Wenn jemand seine alten oder defekten Bremsscheiben los werden will, wir benötigen noch Bremsscheiben für die Pokale 2014 >> also nicht wegwerfen sondern kurz melden.
vielen Dank  !!!


----------



## NoBrakeR (27. Mai 2013)

Super Idee mit dem Hinweis auf die Bremsscheibenspende!

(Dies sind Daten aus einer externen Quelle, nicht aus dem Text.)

PR #1317, opened 2024-10-12
Added random library sort

jackhamilton:
Replacing https://github.com/mihonapp/mihon/pull/1315 because I was using my main branch like a goon

Problem:
If you have a large bulk from a source that uses something that interferes with alphabetical tagging - e.g. a comic source that leads its releases with the year ([2019], ex), the sort options will group every title like that together when, personally, I've found I sometimes want to view my library in a way that scatters them more evenly. Sometimes I don't want to view my stuff chronologically.
Also I just like random sort.

Behavior:
Using a single random seed for all categories. The seed for all categories using random sort will change any time a section switches to random or taps on the randomization again. I believe this should line up with expected behavior and that users don't expect a distinctly saved random ordering for each tab, but I'm open to discussion there.

### Images
| Selected | Unselected |
| ------- | ------- |
|  |  |

### DIFF
--- a/app/src/main/java/eu/kanade/presentation/library/LibrarySettingsDialog.kt
+++ b/app/src/main/java/eu/kanade/presentation/library/LibrarySettingsDialog.kt
@@ -6,6 +6,8 @@ import androidx.compose.foundation.layout.ColumnScope
 import androidx.compose.foundation.layout.padding
 import androidx.compose.foundation.rememberScrollState
 import androidx.compose.foundation.verticalScroll
+import androidx.compose.material.icons.Icons
+import androidx.compose.material.icons.filled.Refresh
 import androidx.compose.material3.FilterChip
 import androidx.compose.material3.Text
 import androidx.compose.runtime.Composable
@@ -29,6 +31,7 @@ import tachiyomi.domain.library.service.LibraryPreferences
 import tachiyomi.i18n.MR
 import tachiyomi.presentation.core.components.CheckboxItem
 import tachiyomi.presentation.core.components.HeadingItem
+import tachiyomi.presentation.core.components.NondirectionalSortItem
 import tachiyomi.presentation.core.components.SettingsChipRow
 import tachiyomi.presentation.core.components.SliderItem
 import tachiyomi.presentation.core.components.SortItem
@@ -178,27 +181,42 @@ private fun ColumnScope.SortPage(
         MR.strings.action_sort_latest_chapter to LibrarySort.Type.LatestChapter,
         MR.strings.action_sort_chapter_fetch_date to LibrarySort.Type.ChapterFetchDate,
         MR.strings.action_sort_date_added to LibrarySort.Type.DateAdded,
+        MR.strings.action_sort_random to LibrarySort.Type.Random,
     ).plus(trackerSortOption).map { (titleRes, mode) ->
-        SortItem(
-            label = stringResource(titleRes),
-            sortDescending = sortDescending.takeIf { sortingMode == mode },
-            onClick = {
-                val isTogglingDirection = sortingMode == mode
-                val direction = when {
-                    isTogglingDirection -> if (sortDescending) {
-                        LibrarySort.Direction.Ascending
-                    } else {
-                        LibrarySort.Direction.Descending
-                    }
-                    else -> if (sortDescending) {
-                        LibrarySort.Direction.Descending
-                    } else {
-                        LibrarySort.Direction.Ascending
-                    }
-                }
-                screenModel.setSort(category, mode, direction)
-            },
-        )
+        when(mode) {
+            LibrarySort.Type.Random -> {
+                NondirectionalSortItem(
+                    label = stringResource(titleRes),
+                    enabled = sortingMode == LibrarySort.Type.Random,
+                    enabledIcon = Icons.Default.Refresh,
+                    onClick = {
+                        screenModel.setSort(category, mode, LibrarySort.Direction.Ascending)
+                    },
+                )
+            }
+            else -> {
+                SortItem(
+                    label = stringResource(titleRes),
+                    sortDescending = sortDescending.takeIf { sortingMode == mode },
+                    onClick = {
+                        val isTogglingDirection = sortingMode == mode
+                        val direction = when {
+                            isTogglingDirection -> if (sortDescending) {
+                                LibrarySort.Direction.Ascending
+                            } else {
+                                LibrarySort.Direction.Descending
+                            }
+                            else -> if (sortDescending) {
+                                LibrarySort.Direction.Descending
+                            } else {
+                                LibrarySort.Direction.Ascending
+                            }
+                        }
+                        screenModel.setSort(category, mode, direction)
+                    },
+                )
+            }
+        }
     }
 }
 
--- a/app/src/main/java/eu/kanade/presentation/library/LibrarySettingsDialog.kt
+++ b/app/src/main/java/eu/kanade/presentation/library/LibrarySettingsDialog.kt
@@ -29,9 +29,9 @@ import tachiyomi.domain.library.model.LibrarySort
 import tachiyomi.domain.library.model.sort
 import tachiyomi.domain.library.service.LibraryPreferences
 import tachiyomi.i18n.MR
+import tachiyomi.presentation.core.components.BaseSortItem
 import tachiyomi.presentation.core.components.CheckboxItem
 import tachiyomi.presentation.core.components.HeadingItem
-import tachiyomi.presentation.core.components.NondirectionalSortItem
 import tachiyomi.presentation.core.components.SettingsChipRow
 import tachiyomi.presentation.core.components.SliderItem
 import tachiyomi.presentation.core.components.SortItem
@@ -184,10 +184,14 @@ private fun ColumnScope.SortPage(
         MR.strings.action_sort_random to LibrarySort.Type.Random,
     ).plus(trackerSortOption).map { (titleRes, mode) ->
         if (mode == LibrarySort.Type.Random) {
-            NondirectionalSortItem(
+            val enabledIcon = if (sortingMode == LibrarySort.Type.Random) {
+                Icons.Default.Refresh
+            } else {
+                null
+            }
+            BaseSortItem(
                 label = stringResource(titleRes),
-                enabled = sortingMode == LibrarySort.Type.Random,
-                enabledIcon = Icons.Default.Refresh,
+                icon = enabledIcon,
                 onClick = {
                     screenModel.setSort(category, mode, LibrarySort.Direction.Ascending)
                 },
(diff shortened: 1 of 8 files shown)


domain/src/main/java/tachiyomi/domain/library/service/LibraryPreferences.kt
```diff
@@ -26,6 +26,8 @@ class LibraryPreferences(
         LibrarySort.Serializer::deserialize,
     )
 
+    fun currentRandomSortSeed() = preferenceStore.getInt("library_random_sort_seed", 0)
```
jackhamilton, line 29: Default of zero, but will be changed when the option is selected, so the seed should never actually be read as zero (though it's not a problem if it is)

app/src/main/java/eu/kanade/tachiyomi/ui/library/LibraryScreenModel.kt
```diff
@@ -267,7 +268,7 @@ class LibraryScreenModel(
 
         fun LibrarySort.comparator(): Comparator<LibraryItem> = Comparator { i1, i2 ->
             when (this.type) {
-                LibrarySort.Type.Alphabetical -> {
+                LibrarySort.Type.Alphabetical, LibrarySort.Type.Random -> {
```
jackhamilton, line 271: As fallback so this function doesn't have to be nullable. This is bypassed by the map function in the random case.

app/src/main/java/eu/kanade/tachiyomi/ui/library/LibraryScreenModel.kt
```diff
@@ -304,11 +305,16 @@ class LibraryScreenModel(
...
+            when (key.sort.type) {
+                LibrarySort.Type.Random -> value.shuffled(Random(libraryPreferences.currentRandomSortSeed().get()))
+                else -> {
+                    val comparator = key.sort.comparator()
+                        .let { if (key.sort.isAscending) it else it.reversed() }
+                        .thenComparator(sortAlphabetically)
+
+                    value.sortedWith(comparator)
+                }
+            }
```
AntsyLich, line 317:
```suggestion
           if (key.sort.type == LibrarySort.Type.Random) {
               return@mapValues value.shuffled(Random(libraryPreferences.currentRandomSortSeed().get()))
           }

            val comparator = key.sort.comparator()
                .let { if (key.sort.isAscending) it else it.reversed() }
                .thenComparator(sortAlphabetically)

            value.sortedWith(comparator)
```

app/src/main/java/eu/kanade/tachiyomi/ui/library/LibraryScreenModel.kt
AntsyLich: do something like 
```kt
LibrarySort.Type.Random -> {
    error("Should never throw")
}
```

app/src/main/java/eu/kanade/presentation/library/LibrarySettingsDialog.kt
```diff
@@ -178,27 +181,42 @@ private fun ColumnScope.SortPage(
...
+                                LibrarySort.Direction.Descending
+                            } else {
+                                LibrarySort.Direction.Ascending
+                            }
+                        }
+                        screenModel.setSort(category, mode, direction)
+                    },
+                )
+            }
+        }
```
AntsyLich, line 219:
```suggestion
        if (mode == LibrarySort.Type.Random) {
            NondirectionalSortItem(
                label = stringResource(titleRes),
                enabled = sortingMode == LibrarySort.Type.Random,
                enabledIcon = Icons.Default.Refresh,
                onClick = {
                    screenModel.setSort(category, mode, LibrarySort.Direction.Ascending)
                },
            )
            return@map
        }
        SortItem(
            label = stringResource(titleRes),
            sortDescending = sortDescending.takeIf { sortingMode == mode },
            onClick = {
                val isTogglingDirection = sortingMode == mode
                val direction = when {
                    isTogglingDirection -> if (sortDescending) {
                        LibrarySort.Direction.Ascending
                    } else {
                        LibrarySort.Direction.Descending
                    }
                    else -> if (sortDescending) {
                        LibrarySort.Direction.Descending
                    } else {
                        LibrarySort.Direction.Ascending
                    }
                }
                screenModel.setSort(category, mode, direction)
            },
        )
```

domain/src/main/java/tachiyomi/domain/library/model/LibrarySortMode.kt
```diff
@@ -31,6 +31,7 @@ data class LibrarySort(
         data object ChapterFetchDate : Type(0b00011000)
         data object DateAdded : Type(0b00011100)
         data object TrackerMean : Type(0b000100000)
+        data object Random : Type(0b000100100)
```
AntsyLich, line 34: I'm not well versed in bit masking but the mask probably needs to be changed?

presentation-core/src/main/java/tachiyomi/presentation/core/components/SettingsItems.kt
```diff
@@ -115,6 +116,30 @@ fun SortItem(label: String, sortDescending: Boolean?, onClick: () -> Unit) {
     )
 }
 
+@Composable
+fun NondirectionalSortItem(label: String, enabled: Boolean, enabledIcon: ImageVector, onClick: () -> Unit) {
```
AntsyLich, line 120: This should be made into `BaseSortItem` that takes in `label: String`, `icon: ImageVector?` and `onClick: () -> Unit`. SortItem should use `BaseSortItem`. Then in `LibrarySettingsDialog` create the random sort item using `BaseSortItem`

app/src/main/java/eu/kanade/tachiyomi/ui/library/LibraryScreenModel.kt
jackhamilton: Much better, thanks

domain/src/main/java/tachiyomi/domain/library/model/LibrarySortMode.kt
jackhamilton: Up to you! All that's going on here is that the bits in the mask that are one, e.g.

`override val mask: Long = 0b00111100L`

are relevant, everything else is ignored. What this means practically is that we only care about the four numbers in the middle and not the outer two on either side. These seem to just ascending integers in binary - 0, 1, 10, 11, 100, etc. The last one we have currently is TrackerMean at 1000 (8, as it's the 8th indexed element), so I put Random at 9 (1001). Factoring in the mask that's 0b00100100 - though I'm just now noticing that some of these have an extra leading zero, so I'll add a fix for that. Random is definitely arguably set apart from the rest, though, so if we wanted to make it 0b00111100 that wouldn't be a bad idea either.

jackhamilton: There are extra sort items in some of the forks and SY for example went with 00100100, same as here

jackhamilton:
Thanks for the review, learned return@ and that you can throw an error from a switch instead of making it nullable. Updates made.

domain/src/main/java/tachiyomi/domain/library/model/LibrarySortMode.kt
jackhamilton: Oh, also, unless I'm very wrong, removing the leading zero on the previous sort shouldn't change the value since it's leading, it'll just step it down to a eight bit value (which it is almost certainly being squashed to anyway when the flag is composed)

app/src/main/java/eu/kanade/presentation/library/LibrarySettingsDialog.kt
```diff
@@ -178,7 +181,23 @@ private fun ColumnScope.SortPage(
...
     ).plus(trackerSortOption).map { (titleRes, mode) ->
+        if (mode == LibrarySort.Type.Random) {
+            val enabledIcon = if (sortingMode == LibrarySort.Type.Random) {
+                Icons.Default.Refresh
+            } else {
+                null
+            }
+            BaseSortItem(
+                label = stringResource(titleRes),
+                icon = enabledIcon,
```
AntsyLich, line 194:
```suggestion
            BaseSortItem(
                label = stringResource(titleRes),
                icon = Icons.Default.Refresh
                    .takeIf { sortingMode == LibrarySort.Type.Random },
```

domain/src/main/java/tachiyomi/domain/library/model/LibrarySortMode.kt
AntsyLich: > Random is definitely arguably set apart from the rest, though, so if we wanted to make it 0b00111100 that wouldn't be a bad idea either.

Fair point. Bump it to max

AntsyLich (changes requested):

app/src/main/java/eu/kanade/presentation/library/LibrarySettingsDialog.kt
jackhamilton: good to know!

domain/src/main/java/tachiyomi/domain/library/service/LibraryPreferences.kt
AntsyLich, line 29:
```suggestion
    fun randomSortSeed() = preferenceStore.getInt("library_random_sort_seed", 0)
```

app/src/main/java/eu/kanade/tachiyomi/ui/library/LibraryScreenModel.kt
```diff
@@ -300,10 +301,18 @@ class LibraryScreenModel(
                     val item2Score = trackerScores[i2.libraryManga.id] ?: defaultTrackerScoreSortValue
                     item1Score.compareTo(item2Score)
                 }
+                LibrarySort.Type.Random -> {
+                    error("A comparator should not be requested for the random sort style. Instead, intercept this " +
+                        "case and call .shuffle()")
```
AntsyLich, line 306: As this is a local function it's fine to just have
```suggestion
                    error("Why Are We Still Here? Just To Suffer?")
```

domain/src/main/java/tachiyomi/domain/library/service/LibraryPreferences.kt
AntsyLich, line 29:
```suggestion
    fun randomSortSeed() = preferenceStore.getInt("library_random_sort_seed", 0)
```

AntsyLich (changes requested):
Besides this looks fine

AntsyLich:
ALso make sure to run `gradlew spotlessApply`

app/src/main/java/eu/kanade/tachiyomi/ui/library/LibraryScreenModel.kt
jackhamilton: lmao sounds good

jackhamilton:
> ALso make sure to run `gradlew spotlessApply`

Has this been considered as a precommit hook? Would save having to remember to do it

AntsyLich:
Just to confirm. Clicking "Random" while it's active changes the sort?

jackhamilton:
> Just to confirm. Clicking "Random" while it's active changes the sort?

That's right, yeah

jackhamilton:
swear I made that change already but that should fix (the?) failing unit test

AntsyLich (approved):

Hier erste Fotos: https://picasaweb.google.com/101755002696364466042/8SchaferwerkMTBMarathon?feat=email#

Dank an alle unerschrockenen Regen- und Matschtrotzer!!!

Ralph


----------



## Zeckenporsche (27. Mai 2013)

Tolle Pokale übrigens!


----------



## NoBrakeR (27. Mai 2013)

Ägypten?


----------



## NoBrakeR (27. Mai 2013)

Ach...die Zeitverschiebung


----------



## MTB-News.de




----------



## Dirkinho (27. Mai 2013)

Vokkar, Foto 81 sieht ja total nach Spaß aus ;-) Harte Sau


----------



## salatbauchvieh (28. Mai 2013)

Da haben die 2 mal wieder wirklich gute Bilder gemacht. Wirklich super das hier auch bei schlechtem Wetter Bilder gemacht werden.


----------



## knarfyleo (28. Mai 2013)

die ersten Fotos aus Dassel:
http://www.mtb-news.de/forum/showthread.php?t=633052
 viel Spass 

Ohh, hatte Ralph ja schon gepostet


----------



## Vokkar (28. Mai 2013)

Dirkinho schrieb:


> Vokkar, Foto 81 sieht ja total nach Spaß aus ;-) Harte Sau


 
... sagte der Sofaman und verlangte nach Marshmallows für seine heiße Schokolade...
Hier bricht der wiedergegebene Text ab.